Thanks for that - I guess language use has changed since 1911 but I did find it mildly amusing that it is an offence to "infuriate" a cat - does that mean I am committing a crime when I shut the cats out of the room so I can eat my dinner in peace? 

Liz


----------



## Rraa (Apr 15, 2008)

lizward said:


> Thanks for that - I guess language use has changed since 1911 but I did find it mildly amusing that it is an offence to "infuriate" a cat - does that mean I am committing a crime when I shut the cats out of the room so I can eat my dinner in peace?
> 
> Liz


Ha ha ha  - v good Liz  - was thinking along similar lines myself. I guess we all know what it really means.

My babe Kiki got really "infuriated" when I would not let her eat off my plate yesterday supper time  ... another thing that "infuriates" my monsters is when I don't let them into the clean laundry cupboard - they already have a pile of nice warm bedding to snuggle into yet they still want to mess with the entire household supply.  

Helz - thanks for posting this document. Very useful information.


----------



## kozykatz (May 18, 2008)

The majority of breeders would have more than 8 cats, and I don't know of any who classify their breeding as a business, so I'd be interested to know where you heard this.

I have 15 cats 

Luckily I live in a small rural village, next door to a farm - I hardly think anyone would dare complain about my cats making a noise!!



helz said:


> Okay what Steph has said is valid here, basically in a bit more detail, cats are not grouped with livestock, so where they go (and any damage they do) is not the owners responsibility, it is accepted in law that cats are natural roamers, and damage and trouble caused by a cat is minimal, they are seen as 'property' meaning they cannot be damaged, killed (accidents accepted) or stolen.
> 
> At the same time, people are well within their rights to complain about anything and everything they want to providing proper procedures are followed. If a neighbour complains about you and your cats, your situation may be looked into. If you have more than a 'reasonable' amount of cats, then your property may no longer be deemed as a domestic residence, and you may be required to apply for planning permition for change of use.
> All though a 'reasonable' number is not specified in law, an generally accepted figuer is 8.


----------



## helz (May 24, 2008)

kozykatz said:


> The majority of breeders would have more than 8 cats, and I don't know of any who classify their breeding as a business, so I'd be interested to know where you heard this.
> 
> I have 15 cats
> 
> Luckily I live in a small rural village, next door to a farm - I hardly think anyone would dare complain about my cats making a noise!!

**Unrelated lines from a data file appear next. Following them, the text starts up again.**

PR #34, opened 2015-11-13
Us 67 implement throw dice action

andrii-r:


src/main/java/catan/domain/transfer/output/game/DiceDetails.java
```diff
@@ -0,0 +1,41 @@
...
+public class DiceDetails {
+    private Integer value;
+    private Integer firstValue;
+    private Integer secondValue;
+
+    public DiceDetails() {
+    }
+
+    public DiceDetails(Integer firstValue, Integer secondValue) {
+        this.value = (firstValue != null ? firstValue + secondValue : null);
```
andrii-r: I would avoid logic of "sum value" calculation in different places, why we can't just pass value as constructor parameter?

src/main/java/catan/domain/transfer/output/game/GameDetails.java
```diff
@@ -38,6 +39,7 @@ public GameDetails(GameBean game, int detailsRequesterId) {
         this.maxPlayers = game.getMaxPlayers();
         this.targetVictoryPoints = game.getTargetVictoryPoints();
         this.currentMove = game.getCurrentMove();
+        this.dice = new DiceDetails(game.getDiceFirstValue(), game.getDiceSecondValue());
```
andrii-r: do we need to put dice details when game is not started yet? it is just a question for discussion, but we have take a decision and follow it for other JSON elements that are not populated yet.

src/main/java/catan/services/impl/PlayServiceImpl.java
```diff
@@ -125,17 +131,26 @@ private void endTurn(GameBean game) throws GameException {
             Integer newPreparationCycle = game.getPreparationCycle();
             boolean preparationFinished = newPreparationCycle == null && !game.getCurrentMove().equals(1);
             shouldUpdateNextMove = (preparationFinished || previousPreparationCycle.equals(newPreparationCycle));
+        } else {
```
andrii-r: by adding "else" condition, logic becomes wired a bit, your implementation requires performing significant actions in different places of "endTurn" method. I would like to fully refector this method.

src/main/java/catan/services/impl/PlayServiceImpl.java
```diff
@@ -125,17 +131,26 @@ private void endTurn(GameBean game) throws GameException {
...
         if (shouldUpdateNextMove) {
             playUtil.updateNextMove(game);
-            //TODO: set it only in MAIN stage
-            game.setDiceThrown(false);
         }
     }
 
     private void throwDice(GameBean game) {
+        Integer diceFirstValue = randomUtil.pullRandomDiceNumber(new ArrayList<Integer>(asList(1, 2, 3, 4, 5, 6)));
+        Integer diceSecondValue = randomUtil.pullRandomDiceNumber(new ArrayList<Integer>(asList(1, 2, 3, 4, 5, 6)));
```
andrii-r: this method is used for other purposes, and according to comment, contact of this method can be changed soon so that we can't use it.

src/main/java/catan/services/impl/PlayServiceImpl.java
```diff
@@ -125,17 +131,26 @@ private void endTurn(GameBean game) throws GameException {
...
+        game.setDiceFirstValue(diceFirstValue);
+        game.setDiceSecondValue(diceSecondValue);
         game.setDiceThrown(true);
+        if (diceFirstValue + diceSecondValue != 7) {
```
andrii-r: maybe move this check to separate method, as it is not clear from the code, why exactly you exclude dice value 7

src/main/java/catan/services/impl/PlayServiceImpl.java
```diff
@@ -125,17 +131,26 @@ private void endTurn(GameBean game) throws GameException {
...
+            mainStageUtil.distributeResources(game);
```
andrii-r: 'distribute' sound like it is something related to goods trading) maybe change this word to "propagate"? or maybe "produce"? or leave it as is...

src/main/java/catan/services/impl/PlayServiceImpl.java
```diff
@@ -38,10 +42,12 @@
     public static final String ERROR_CODE_ERROR = "ERROR";
 
     private GameDao gameDao;
+    private RandomUtil randomUtil;
     private GameUtil gameUtil;
     private PlayUtil playUtil;
     private BuildUtil buildUtil;
     private PreparationStageUtil preparationStageUtil;
+    private MainStageUtil mainStageUtil;
```
andrii-r, line 50: since we inject preparationStageUtil, mainStageUtil and playUtil to playService and also preparationStageUtil and mainStageUtil to playUtil , I think we have wrong architecture, we should think how to refactor it

src/main/java/catan/services/util/play/MainStageUtil.java
```diff
@@ -30,6 +36,45 @@ public void updateNextMove(GameBean game) {
...
     }
 
+    public void distributeResources(GameBean game) {
+        Integer diceValue = game.getDiceFirstValue() != null ? game.getDiceFirstValue() + game.getDiceSecondValue() : 0;
+        for (HexBean hex : game.getHexes()) {
+            if (diceValue.equals(hex.getDice())) {
+                for (NodeBean node : hex.getNodes().listAllNotNullItems()) {
+                    if (node.getBuilding() != null) {
+                        giveResourceToPlayer(node.getBuilding().getBuildingOwner(), node.getBuilding().getBuilt(), hex.getResourceType());
+                    }
```
andrii-r: I see you like to have deep nesting logic) there are 6 tabs between border and giveResourceToPlayer() method call, it should tell you that this code is not readable

src/main/java/catan/services/util/play/MainStageUtil.java
```diff
@@ -30,6 +36,45 @@ public void updateNextMove(GameBean game) {
         game.setCurrentMove(nextMoveNumber);
     }
 
+    public void distributeResources(GameBean game) {
+        Integer diceValue = game.getDiceFirstValue() != null ? game.getDiceFirstValue() + game.getDiceSecondValue() : 0;
```
andrii-r: this is second place where we calculate sum, so we should avoid it

andrii-r: why you decided to put 0 instead of null?

andrii-r: maybe better call diceSumValue ?

src/main/java/catan/services/util/play/MainStageUtil.java
```diff
@@ -30,6 +36,45 @@ public void updateNextMove(GameBean game) {
...
+                int currentSheepQuantity = gameUser.getResources().getSheep();
+                gameUser.getResources().setSheep(currentSheepQuantity + resourceQuantity);
+                break;
+            case STONE:
+                int currentStoneQuantity = gameUser.getResources().getStone();
+                gameUser.getResources().setStone(currentStoneQuantity + resourceQuantity);
+                break;
+            case WHEAT:
+                int currentWheatQuantity = gameUser.getResources().getWheat();
+                gameUser.getResources().setWheat(currentWheatQuantity + resourceQuantity);
```
andrii-r: gameUser.getResources() is called 10 times in this method, maybe simplify it?

src/main/java/catan/domain/transfer/output/game/GameDetails.java
ypetrenko: as temporary decision, I refactored it so that "dice = null" in case if dices not thrown yet. IMHO, in future we shoud create separated JSONs for new/playing status and preparation/main stage

src/main/java/catan/services/impl/PlayServiceImpl.java
ypetrenko: don't see the ways how to refactor it fully now. how about switch-case instead of if-else? i think it would be a little bit more readable.

src/main/java/catan/services/impl/PlayServiceImpl.java
ypetrenko: ok i will create the new one, but name of old method randomUtil.pullRandomDiceNumber should be changed coz it is not correct.
done

src/main/java/catan/services/impl/PlayServiceImpl.java
ypetrenko: done

src/main/java/catan/services/impl/PlayServiceImpl.java
ypetrenko: produce is better then propagate) done

src/main/java/catan/services/impl/PlayServiceImpl.java
ypetrenko, line 50: yep. TODO added

src/main/java/catan/services/util/play/MainStageUtil.java
ypetrenko: well, it is only two blocks "cycle-condition" inside each other. any ideas gow to simplify it? 
To take out one of them to separate method is not a good decision coz readability would be worse.

src/main/java/catan/services/util/play/MainStageUtil.java
ypetrenko: done

src/main/java/catan/domain/transfer/output/game/DiceDetails.java
ypetrenko: fixed

src/main/java/catan/services/util/play/MainStageUtil.java
ypetrenko: fixed

src/main/java/catan/services/impl/PlayServiceImpl.java
andrii-r: reason of my comment not in readability, if-else condition reads good. I don't like that you do different actions in different places. Before you had only 2 places where state of game changed, now you have 3 places, that are being called in different cases

ypetrenko: ok, how about this interpretation? http://prntscr.com/92bu56

src/main/java/catan/services/impl/PlayServiceImpl.java
andrii-r: how are you going to call it?

src/main/java/catan/services/impl/PlayServiceImpl.java
andrii-r, line 50: do you have any ideas now?

src/main/java/catan/services/impl/PlayServiceImpl.java
ypetrenko: maybe "pullRandomDiceNumber" for dices and "pullRandomHexDiceNumber" for hexes?

src/main/java/catan/services/util/play/MainStageUtil.java
andrii-r: there can be even one cycle-condition, but 6 tabs is not a good code. If you don't have any ideas, leave it as is

src/main/java/catan/services/impl/PlayServiceImpl.java
andrii-r: ok, lets leave it, but put 'updateNextMove' to the bottom

src/main/java/catan/services/impl/PlayServiceImpl.java
andrii-r: why do you need to pull dice number?

src/main/java/catan/services/impl/PlayServiceImpl.java
ypetrenko: done. also game.setDiceThrown(false);
        game.setDiceFirstValue(null);
        game.setDiceSecondValue(null);
moved to separate method resetDices()

src/main/java/catan/services/impl/PlayServiceImpl.java
ypetrenko: pull -> get
public int getRandomDiceNumber() {
        return (int) Math.ceil(rvg.randomValue() \* 6);
    }

src/main/java/catan/services/impl/PlayServiceImpl.java
ypetrenko, line 50: not yet

src/main/java/catan/services/util/play/MainStageUtil.java
ypetrenko: ok i would leave it as is and add a new todo

src/main/java/catan/domain/model/game/GameBean.java
```diff
@@ -298,6 +320,14 @@ public void setNodes(Set<NodeBean> nodes) {
         this.nodes = nodes;
     }
 
+    public Integer getDiceValue() {
+        if (this.diceFirstValue != null && this.diceSecondValue != null) {
```
andrii-r: we can avoid using "else" in this method. And make check in another way, to check if values are null, then return null, as it is exceptional case.

src/main/java/catan/domain/transfer/output/game/GameDetails.java
```diff
@@ -38,6 +39,7 @@ public GameDetails(GameBean game, int detailsRequesterId) {
         this.maxPlayers = game.getMaxPlayers();
         this.targetVictoryPoints = game.getTargetVictoryPoints();
         this.currentMove = game.getCurrentMove();
+        this.dice = game.getDiceFirstValue() == null ? null : new DiceDetails(game.getDiceValue(), game.getDiceFirstValue(), game.getDiceSecondValue());
```
andrii-r: Andrii:
do we need to put dice details when game is not started yet? it is just a question for discussion, but we have take a decision and follow it for other JSON elements that are not populated yet.

Yurii:
as temporary decision, I refactored it so that "dice = null" in case if dices not thrown yet. IMHO, in future we shoud create separated JSONs for new/playing status and preparation/main stage

My questions to this commit:
1. Have we already discussed and taken the final decision? This solution can make troubles on front-end if it expects not-null value of JSON element 'dice' even if dice was not thrown.
2. Do you want to disucss format of response in different cases? we have already implemented the core and front-end architecture doesn't expect any significant changes in response, so if you would like to change the format we shuld discuss it as soon as possible but not later.

src/main/java/catan/services/util/play/PlayUtil.java
```diff
@@ -40,6 +40,12 @@ public void updateNextMove(GameBean game) throws GameException {
         }
     }
 
+    public void resetDices (GameBean game) {
```
andrii-r: was it agreed that we have to reset them when user ends his turn? I think we don't handle it on front-end

src/main/java/catan/domain/transfer/output/game/GameDetails.java
ypetrenko: This changes (dice=null) was discussed with front-end developer before
comit. Moreover, it was his propose:)
And lets leave the format of Details as is, I have changed my opinion.

src/main/java/catan/services/util/play/PlayUtil.java
ypetrenko: it is expected naturally, coz when the move is changed, old throw dice results became an invalid.  The same as preparationCycle and currentCycleBuildingNumber values became invalid after Preparation stage changes to Main and its values are nulling.

andrii-r: There is a bug happened on front-end after you have added reser

src/main/java/catan/domain/transfer/output/game/GameDetails.java
andrii-r: Still discussing

src/main/java/catan/services/util/play/PlayUtil.java
ypetrenko: Wat? Which one?

src/main/java/catan/domain/model/dashboard/HexBean.java
```diff
@@ -131,6 +132,17 @@ public void setNodes(VerticalLinks<NodeBean> nodes) {
         this.nodes = nodes;
     }
 
+    public Set<NodeBean> getNodesWithBuildings() {
```
andrii-r: it is not a good practice to name methods like field accessor (starting from 'get' + 'NameOfField'), in beans that are mapped to database, as different libraries for db-mapping can think that 'getNodesWithBuildings' is an accessor for field with name 'nodesWithBuildings', and will throw an exception when such field is not found. We already have some methods with such naming that are used for DTO building, but they are also needs to be replaced to another util class

src/main/java/catan/domain/model/game/GameBean.java
```diff
@@ -290,6 +300,17 @@ public void setHexes(Set<HexBean> hexes) {
         this.hexes = hexes;
     }
 
+    public Set<HexBean> getHexesWithCurrentDiceValue() {
```
andrii-r: method starts from 'get'

src/main/java/catan/domain/model/game/GameBean.java
```diff
@@ -298,6 +319,13 @@ public void setNodes(Set<NodeBean> nodes) {
         this.nodes = nodes;
     }
 
+    public Integer getDiceValue() {
```
andrii-r: method starts from 'get'

src/main/java/catan/domain/model/game/GameBean.java
```diff
@@ -290,6 +300,17 @@ public void setHexes(Set<HexBean> hexes) {
         this.hexes = hexes;
     }
 
+    public Set<HexBean> getHexesWithCurrentDiceValue() {
+        Set<HexBean> hexesWithDiceNumber = new HashSet<HexBean>();
```
andrii-r: for small amount of elements better use List rather than Set

src/main/java/catan/domain/model/dashboard/HexBean.java
```diff
@@ -131,6 +132,17 @@ public void setNodes(VerticalLinks<NodeBean> nodes) {
...
+        Set<NodeBean> nodesWithBuildings = new HashSet<NodeBean>();
```
andrii-r: for small amount of elements better use List rather than Set

src/main/java/catan/domain/model/game/GameBean.java
```diff
@@ -290,6 +300,17 @@ public void setHexes(Set<HexBean> hexes) {
...
+        for (HexBean hex : this.hexes) {
+            if (getDiceValue() != null && getDiceValue().equals(hex.getDice())) {
```
andrii-r: I would invert this check, as according to game logic you have to search for hexesWithDiceNumber only when diceValue not null

src/main/java/catan/domain/model/game/GameBean.java
```diff
@@ -290,6 +300,17 @@ public void setHexes(Set<HexBean> hexes) {
         this.hexes = hexes;
     }
 
+    public Set<HexBean> getHexesWithCurrentDiceValue() {
+        Set<HexBean> hexesWithDiceNumber = new HashSet<HexBean>();
+        for (HexBean hex : this.hexes) {
```
andrii-r: I think that you iterate values once again, when you return them, so what is the purpose of this method? to remove one "if" check, you have added 10 more new lines of code

src/main/java/catan/services/impl/PlayServiceImpl.java
```diff
@@ -115,27 +119,40 @@ private void buildCity(UserBean user, GameBean game, String nodeId) throws PlayE
...
+
+            case PREPARATION:
+                Integer previousPreparationCycle = game.getPreparationCycle();
+                preparationStageUtil.updateGameStageToMain(game); //TODO: move it to the end of method calls
+                preparationStageUtil.updateCurrentCycleInitialBuildingNumber(game);
+                preparationStageUtil.updatePreparationCycle(game);
+                Integer newPreparationCycle = game.getPreparationCycle();
+                boolean preparationFinished = newPreparationCycle == null && !game.getCurrentMove().equals(1);
+                if (preparationFinished || previousPreparationCycle.equals(newPreparationCycle)) {
+                    playUtil.updateNextMove(game);
```
andrii-r: since in this case block we call only methods from preparationStageUtil, maybe we should avoid calling playUtil here?

src/main/java/catan/services/impl/PlayServiceImpl.java
```diff
@@ -115,27 +119,40 @@ private void buildCity(UserBean user, GameBean game, String nodeId) throws PlayE
...
+                }
+                break;
 
-        if (shouldUpdateNextMove) {
-            playUtil.updateNextMove(game);
-            //TODO: set it only in MAIN stage
-            game.setDiceThrown(false);
+            case MAIN:
+                playUtil.resetDices(game);
+                playUtil.updateNextMove(game);
```
andrii-r: if we will call only preparationStageUtil in previous block, maybe we should call mainStageUtil here?

src/main/java/catan/services/impl/PlayServiceImpl.java
```diff
@@ -115,27 +119,40 @@ private void buildCity(UserBean user, GameBean game, String nodeId) throws PlayE
...
+                    playUtil.updateNextMove(game);
+                }
+                break;
 
-        if (shouldUpdateNextMove) {
-            playUtil.updateNextMove(game);
-            //TODO: set it only in MAIN stage
-            game.setDiceThrown(false);
+            case MAIN:
+                playUtil.resetDices(game);
```
andrii-r: if this method is called only in MAIN stage, maybe we should place this method to mainStageUtil?

src/main/java/catan/services/impl/PlayServiceImpl.java
```diff
@@ -115,27 +119,40 @@ private void buildCity(UserBean user, GameBean game, String nodeId) throws PlayE
...
+        Integer diceSecondValue = randomUtil.getRandomDiceNumber();
+        game.setDiceFirstValue(diceFirstValue);
+        game.setDiceSecondValue(diceSecondValue);
         game.setDiceThrown(true);
+        if (!robberActivity(diceFirstValue, diceSecondValue)) {
+            mainStageUtil.produceResources(game);
+        }
+    }
+
+    private boolean robberActivity(Integer diceFirstValue, Integer diceSecondValue) {
```
andrii-r: names of all our methods in this service before were verbs, bot now it is noun, I don't like it

src/main/java/catan/services/impl/PlayServiceImpl.java
```diff
@@ -171,12 +188,18 @@ private void validateActionIsAllowedForUser(GameUserBean gameUser, GameUserActio
     }
 
 
+
```
andrii-r: we already have 2 lines, you decided to add third?))

src/main/java/catan/domain/model/game/Resources.java
```diff
@@ -75,6 +76,38 @@ public void setStone(int stone) {
         this.stone = stone;
     }
 
+    public int getResource(HexType resource) {
```
andrii-r: 'get' in name for not accessor

src/main/java/catan/domain/model/game/Resources.java
```diff
@@ -75,6 +76,38 @@ public void setStone(int stone) {
...
+            case WOOD:
+                return getWood();
+            case SHEEP:
+                return getSheep();
+            case STONE:
+                return getStone();
+            case WHEAT:
+                return getWheat();
+            default:
+                return 0;
```
andrii-r: if I pass some wrong HexType that is not listed in the switch-case, should I get 0? I think it is incorrect

src/main/java/catan/domain/model/game/Resources.java
```diff
@@ -75,6 +76,38 @@ public void setStone(int stone) {
...
+        }
+    }
+
+    public void setResource(HexType resource, int resourceQuantity) {
```
andrii-r: 'set' in not mutator method

src/main/java/catan/domain/transfer/output/game/GameDetails.java
```diff
@@ -2,11 +2,9 @@
 
 import catan.domain.model.game.GameBean;
 import catan.domain.transfer.output.dashboard.MapDetails;
-import com.fasterxml.jackson.annotation.JsonInclude;
 
 import java.util.List;
 
-@JsonInclude(JsonInclude.Include.NON_NULL)
```
andrii-r, line 9: don't remove it!

src/main/java/catan/services/util/play/MainStageUtil.java
```diff
@@ -30,6 +35,17 @@ public void updateNextMove(GameBean game) {
         game.setCurrentMove(nextMoveNumber);
     }
 
+    public void produceResources(GameBean game) {
+        for (HexBean hex : game.getHexesWithCurrentDiceValue()) {
+            for (NodeBean node : hex.getNodesWithBuildings()) {
+                Resources userResources = node.getBuilding().getBuildingOwner().getResources();
+                int currentResourceQuantity = userResources.getResource(hex.getResourceType());
+                int resourceQuantityToAdd = node.getBuilding().getBuilt().equals(NodeBuiltType.SETTLEMENT) ? 1 : 2;
```
andrii-r: what if put resourceQuantity as a hardcoded value to enum definition?

src/main/java/catan/services/util/play/MainStageUtil.java
```diff
@@ -30,6 +35,17 @@ public void updateNextMove(GameBean game) {
         game.setCurrentMove(nextMoveNumber);
     }
 
+    public void produceResources(GameBean game) {
+        for (HexBean hex : game.getHexesWithCurrentDiceValue()) {
+            for (NodeBean node : hex.getNodesWithBuildings()) {
+                Resources userResources = node.getBuilding().getBuildingOwner().getResources();
```
andrii-r: intorduce one more variable for 'node.getBuilding()' that is called more than once, as you use it in very long constructions

src/main/java/catan/services/util/play/MainStageUtil.java
```diff
@@ -30,6 +35,17 @@ public void updateNextMove(GameBean game) {
...
+                int currentResourceQuantity = userResources.getResource(hex.getResourceType());
```
andrii-r: 'hex.getResourceType()' can be also put to a separate variable

src/main/java/catan/services/util/play/PlayUtil.java
andrii-r: bug that we are discussing third day

src/main/java/catan/services/util/random/RandomUtil.java
```diff
@@ -39,12 +37,17 @@ public HexType pullRandomHexType(List<HexType> possibleHexTypes) {
...
         int randomDiceNumber = (int) (rvg.randomValue() * possibleDiceNumbers.size());
 
         return possibleDiceNumbers.remove(randomDiceNumber);
     }
 
+    public int getRandomDiceNumber() {
+        return (int) Math.ceil(rvg.randomValue() * 6);
+    }
+
+    @Autowired
```
andrii-r: why did you decided to add it?

src/main/java/catan/services/util/random/RandomUtil.java
```diff
@@ -39,12 +37,17 @@ public HexType pullRandomHexType(List<HexType> possibleHexTypes) {
...
     //TODO: add rule to avoid placing 6 and 8 dice numbers close to each other
-    public int pullRandomDiceNumber(List<Integer> possibleDiceNumbers) {
+    public int pullRandomHexDiceNumber(List<Integer> possibleDiceNumbers) {
         int randomDiceNumber = (int) (rvg.randomValue() * possibleDiceNumbers.size());
 
         return possibleDiceNumbers.remove(randomDiceNumber);
     }
 
+    public int getRandomDiceNumber() {
+        return (int) Math.ceil(rvg.randomValue() * 6);
```
andrii-r: what value is returned when 'rvg.randomValue()' returns 0?

src/test/java/catan/services/impl/PlayServiceImplTest.java
```diff
@@ -1173,6 +1182,57 @@ public void shouldFailWhenUserThrowDiceNotAtHisTurn() throws GameException, Play
         }
     }
 
+    @Test
+    public void shouldPassWhenPlayerThrowDice() throws GameException, PlayException {
```
andrii-r, line 1186: this test case fails for me

ypetrenko, line 1186: fixed

src/main/java/catan/services/util/play/PlayUtil.java
ypetrenko: fixed

src/main/java/catan/domain/model/dashboard/types/NodeBuiltType.java
```diff
@@ -1,5 +1,10 @@
 package catan.domain.model.dashboard.types;
 
 public enum NodeBuiltType{
-    SETTLEMENT, CITY
+    SETTLEMENT,
+    CITY;
+
+    public int resourceQuantityToAdd() {
+        return this == SETTLEMENT ? 1 : 2;
```
andrii-r: remove logic from method, use enum parameters instead

src/main/java/catan/domain/model/game/GameBean.java
```diff
@@ -298,6 +308,26 @@ public void setNodes(Set<NodeBean> nodes) {
...
+                if (calculateDiceValue().equals(hex.getDice())) {
+                    hexesWithDiceNumber.add(hex);
+                }
+            }
+        }
+
+        return hexesWithDiceNumber;
+    }
+
+    public Integer calculateDiceValue() {
```
andrii-r: maybe name method as 'calculateDiceSumValue' ?

src/main/java/catan/domain/model/game/GameBean.java
```diff
@@ -298,6 +308,26 @@ public void setNodes(Set<NodeBean> nodes) {
         this.nodes = nodes;
     }
 
+    public List<HexBean> fetchHexesWithCurrentDiceValue() {
+        List<HexBean> hexesWithDiceNumber = new ArrayList<HexBean>();
+        if (calculateDiceValue() != null) {
+            for (HexBean hex : this.hexes) {
+                if (calculateDiceValue().equals(hex.getDice())) {
```
andrii-r: possible NPE as calculateDiceValue() can return null

andrii-r: numerous calculations for each loop

src/main/java/catan/domain/model/game/Resources.java
```diff
@@ -75,6 +76,43 @@ public void setStone(int stone) {
         this.stone = stone;
     }
 
+    public Integer findResource(HexType resource) {
```
andrii-r: we count number of resources that player has, not resource itself, this name does not fit this case

src/main/java/catan/domain/model/game/Resources.java
```diff
@@ -75,6 +76,43 @@ public void setStone(int stone) {
...
+            case STONE:
+                return getStone();
+            case WHEAT:
+                return getWheat();
+            default:
+                return null;
+        }
+    }
+
+    public void updateResource(HexType resource, int resourceQuantity) {
```
andrii-r: the same for this name

src/main/java/catan/domain/transfer/output/game/DiceDetails.java
```diff
@@ -0,0 +1,56 @@
...
+    public DiceDetails(boolean thrown, Integer value, Integer first, Integer second) {
+        this.thrown = thrown;
+        if (thrown) {
+            this.value = value;
+            this.first = first;
+            this.second = second;
+        }
+    }
+
+    public boolean getThrown() {
```
andrii-r: for boolean accessors we use 'is' instead of 'get'

src/main/java/catan/services/impl/PlayServiceImpl.java
```diff
@@ -115,27 +119,38 @@ private void buildCity(UserBean user, GameBean game, String nodeId) throws PlayE
...
     }
 
     private void throwDice(GameBean game) {
+        Integer diceFirstValue = randomUtil.getRandomDiceNumber();
+        Integer diceSecondValue = randomUtil.getRandomDiceNumber();
+        game.setDiceFirstValue(diceFirstValue);
+        game.setDiceSecondValue(diceSecondValue);
         game.setDiceThrown(true);
+        if (!isRobbersActivity(diceFirstValue, diceSecondValue)) {
+            mainStageUtil.produceResourcesForUsersThatHaveBuildingsCloseToActiveHexes(game.fetchHexesWithCurrentDiceValue());
```
andrii-r: this name was just an example)

andrii-r: why not to introduce a new variable for HexesWithCurrentDiceValue?

src/main/java/catan/domain/model/dashboard/types/NodeBuiltType.java
```diff
@@ -1,5 +1,16 @@
...
+    SETTLEMENT(1),
+    CITY(2);
+
+    private final int resourceQuantityToAdd;
+
+    NodeBuiltType(int resourceQuantityToAdd) {
+        this.resourceQuantityToAdd = resourceQuantityToAdd;
+    }
+
+    public int defineResourceQuantityToAdd() {
```
andrii-r: you can use 'get' here

src/main/java/catan/domain/model/game/GameBean.java
```diff
@@ -298,6 +308,27 @@ public void setNodes(Set<NodeBean> nodes) {
         this.nodes = nodes;
     }
 
+    public List<HexBean> fetchHexesWithCurrentDiceValue() {
+        List<HexBean> hexesWithDiceNumber = new ArrayList<HexBean>();
+        Integer diceSumValue = calculateDiceSumValue();
+        if (diceSumValue != null) {
+            for (HexBean hex : this.hexes) {
+                if (diceSumValue.equals(hex.getDice())) {
+                    hexesWithDiceNumber.add(hex);
```
andrii-r: very deep method call) but lets leave it to avoid new refactoring, that can become worth

src/main/java/catan/services/util/random/RandomUtil.java
```diff
@@ -39,12 +37,17 @@ public HexType pullRandomHexType(List<HexType> possibleHexTypes) {
...
-    public int pullRandomDiceNumber(List<Integer> possibleDiceNumbers) {
+    public int pullRandomHexDiceNumber(List<Integer> possibleDiceNumbers) {
         int randomDiceNumber = (int) (rvg.randomValue() * possibleDiceNumbers.size());
 
         return possibleDiceNumbers.remove(randomDiceNumber);
     }
 
+    public int getRandomDiceNumber() {
+        int diceNumber = (int) Math.ceil(rvg.randomValue() * 6);
+        return diceNumber == 0 ? 1 : diceNumber;
```
andrii-r: in such case chance of value 1 is greater than others)
I would avoid using additional convertions, can we just increase generated value by 1?

src/main/java/catan/domain/model/game/Resources.java
```diff
@@ -75,6 +76,43 @@ public void setStone(int stone) {
         this.stone = stone;
     }
 
+    public Integer takeResourceQuantity(HexType resource) {
```
andrii-r: take is not the best verb)) it is better to leave this name wihout werbs, since it returns only value without any logic, so that you will call this method gameuser.getResources().quantityOf(WOOD); what do you think?

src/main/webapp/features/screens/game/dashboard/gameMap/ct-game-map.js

I have posted a link to simular infomation already, although this actually says 12 cats, of course naming figures is fairly pointless, as I have already said no figure is actually written down in law.

Yes breeders may well have more than 8 (or even 12) cats, but as most of them are not there on a perminent basis, then they may well find the council accepts this. It would of course all be down to local councils to decide.

If your cats were to cause a problem to any of your neighbours, depending on the size, layout, location and possibly other factors, you may find that you have 'too many' cats for your premisis to be seen as residential, and it may be deemed that it is an animal sanctury of some kind, in which case you would be required to apply for change of use.


----------



## Guest (Sep 17, 2008)

I think it is a very awkward situation to be in. One of my cats yells like anything if she sees me out in the garden but I don't go over to her!!! Dread to think what she will be like when she is calling!

I guess that there are plenty of other things out there that make far more noise, far more frequently (and much more annoyingly!!!) that a calling cat! Whoever has heard the foxes in mating season will know what I mean and the various hoodies that seem to wander past our house at 2 am make a lot of annoying noises!!!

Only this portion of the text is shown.